Brief: Looking at the records below, please say how many lines contain the word "have", as a bare number.

━━━━━━━━━━━━━━━━

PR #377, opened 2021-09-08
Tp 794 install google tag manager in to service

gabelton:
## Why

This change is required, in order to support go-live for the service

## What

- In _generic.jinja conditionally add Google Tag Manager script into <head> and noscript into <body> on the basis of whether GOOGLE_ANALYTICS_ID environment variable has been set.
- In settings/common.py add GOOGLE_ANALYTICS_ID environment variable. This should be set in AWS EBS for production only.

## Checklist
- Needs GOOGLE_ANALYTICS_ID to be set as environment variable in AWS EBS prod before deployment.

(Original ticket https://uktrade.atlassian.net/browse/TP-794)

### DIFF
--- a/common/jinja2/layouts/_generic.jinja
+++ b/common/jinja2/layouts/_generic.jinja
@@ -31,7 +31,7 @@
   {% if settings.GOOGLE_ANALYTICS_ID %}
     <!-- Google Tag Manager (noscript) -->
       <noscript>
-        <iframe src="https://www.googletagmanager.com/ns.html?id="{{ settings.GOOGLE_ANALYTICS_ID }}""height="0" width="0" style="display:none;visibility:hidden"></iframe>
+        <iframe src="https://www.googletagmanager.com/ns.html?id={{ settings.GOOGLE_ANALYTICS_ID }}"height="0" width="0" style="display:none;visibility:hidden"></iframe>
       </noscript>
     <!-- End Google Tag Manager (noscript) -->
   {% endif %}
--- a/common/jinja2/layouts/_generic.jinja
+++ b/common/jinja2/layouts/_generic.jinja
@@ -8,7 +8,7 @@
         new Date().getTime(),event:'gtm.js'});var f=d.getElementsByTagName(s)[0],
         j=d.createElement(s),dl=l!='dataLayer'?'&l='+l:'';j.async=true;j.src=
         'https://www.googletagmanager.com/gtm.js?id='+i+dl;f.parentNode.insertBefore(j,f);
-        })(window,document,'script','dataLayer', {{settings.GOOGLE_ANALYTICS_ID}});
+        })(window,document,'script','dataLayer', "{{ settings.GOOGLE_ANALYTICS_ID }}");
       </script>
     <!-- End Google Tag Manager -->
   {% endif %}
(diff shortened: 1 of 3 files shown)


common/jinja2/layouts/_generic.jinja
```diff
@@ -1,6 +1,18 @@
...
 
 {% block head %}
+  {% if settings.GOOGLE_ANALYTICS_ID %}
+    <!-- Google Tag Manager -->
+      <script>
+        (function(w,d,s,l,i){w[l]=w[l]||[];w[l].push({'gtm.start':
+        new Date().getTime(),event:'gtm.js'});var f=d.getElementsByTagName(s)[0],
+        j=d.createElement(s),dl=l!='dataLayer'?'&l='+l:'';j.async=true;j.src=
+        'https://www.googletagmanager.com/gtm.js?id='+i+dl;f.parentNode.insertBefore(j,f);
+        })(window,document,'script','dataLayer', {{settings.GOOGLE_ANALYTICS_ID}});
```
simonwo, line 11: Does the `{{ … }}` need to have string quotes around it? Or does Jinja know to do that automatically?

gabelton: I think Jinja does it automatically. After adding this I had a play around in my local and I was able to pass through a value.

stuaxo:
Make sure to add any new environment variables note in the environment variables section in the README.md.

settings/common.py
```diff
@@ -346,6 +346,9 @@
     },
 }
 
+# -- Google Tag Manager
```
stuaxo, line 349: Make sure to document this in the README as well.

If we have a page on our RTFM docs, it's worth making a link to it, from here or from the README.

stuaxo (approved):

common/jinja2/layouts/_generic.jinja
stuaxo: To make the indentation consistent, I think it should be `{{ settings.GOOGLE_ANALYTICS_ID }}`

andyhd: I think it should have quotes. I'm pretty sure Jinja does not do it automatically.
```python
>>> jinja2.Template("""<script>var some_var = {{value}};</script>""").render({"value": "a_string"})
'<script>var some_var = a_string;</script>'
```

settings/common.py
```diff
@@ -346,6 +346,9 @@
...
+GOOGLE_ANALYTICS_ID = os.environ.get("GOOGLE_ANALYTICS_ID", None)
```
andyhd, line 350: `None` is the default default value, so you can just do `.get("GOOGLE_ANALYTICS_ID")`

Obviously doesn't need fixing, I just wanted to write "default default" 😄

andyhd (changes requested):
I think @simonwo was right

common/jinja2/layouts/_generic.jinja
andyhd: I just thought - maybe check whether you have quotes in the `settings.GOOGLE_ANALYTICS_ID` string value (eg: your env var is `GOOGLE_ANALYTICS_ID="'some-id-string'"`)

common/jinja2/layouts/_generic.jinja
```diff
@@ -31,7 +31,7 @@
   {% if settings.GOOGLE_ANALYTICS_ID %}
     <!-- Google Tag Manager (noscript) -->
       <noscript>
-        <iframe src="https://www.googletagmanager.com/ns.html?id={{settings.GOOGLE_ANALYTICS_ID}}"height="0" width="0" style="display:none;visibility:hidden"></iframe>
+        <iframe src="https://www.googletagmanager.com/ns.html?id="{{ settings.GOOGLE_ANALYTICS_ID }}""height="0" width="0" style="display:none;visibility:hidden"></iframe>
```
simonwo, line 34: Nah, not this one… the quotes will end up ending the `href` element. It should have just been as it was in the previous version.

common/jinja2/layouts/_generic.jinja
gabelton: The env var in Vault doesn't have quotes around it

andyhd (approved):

━━━━━━━━━━━━━━━━

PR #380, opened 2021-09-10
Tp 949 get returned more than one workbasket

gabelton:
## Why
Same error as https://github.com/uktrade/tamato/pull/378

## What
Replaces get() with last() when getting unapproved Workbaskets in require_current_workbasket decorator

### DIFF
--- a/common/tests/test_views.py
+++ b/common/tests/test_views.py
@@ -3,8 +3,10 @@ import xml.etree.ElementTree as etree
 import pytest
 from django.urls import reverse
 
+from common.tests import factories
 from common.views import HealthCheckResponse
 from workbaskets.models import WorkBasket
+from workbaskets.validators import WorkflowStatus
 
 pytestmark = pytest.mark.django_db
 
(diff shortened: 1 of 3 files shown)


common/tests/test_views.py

━━━━━━━━━━━━━━━━

Answer for the task: 6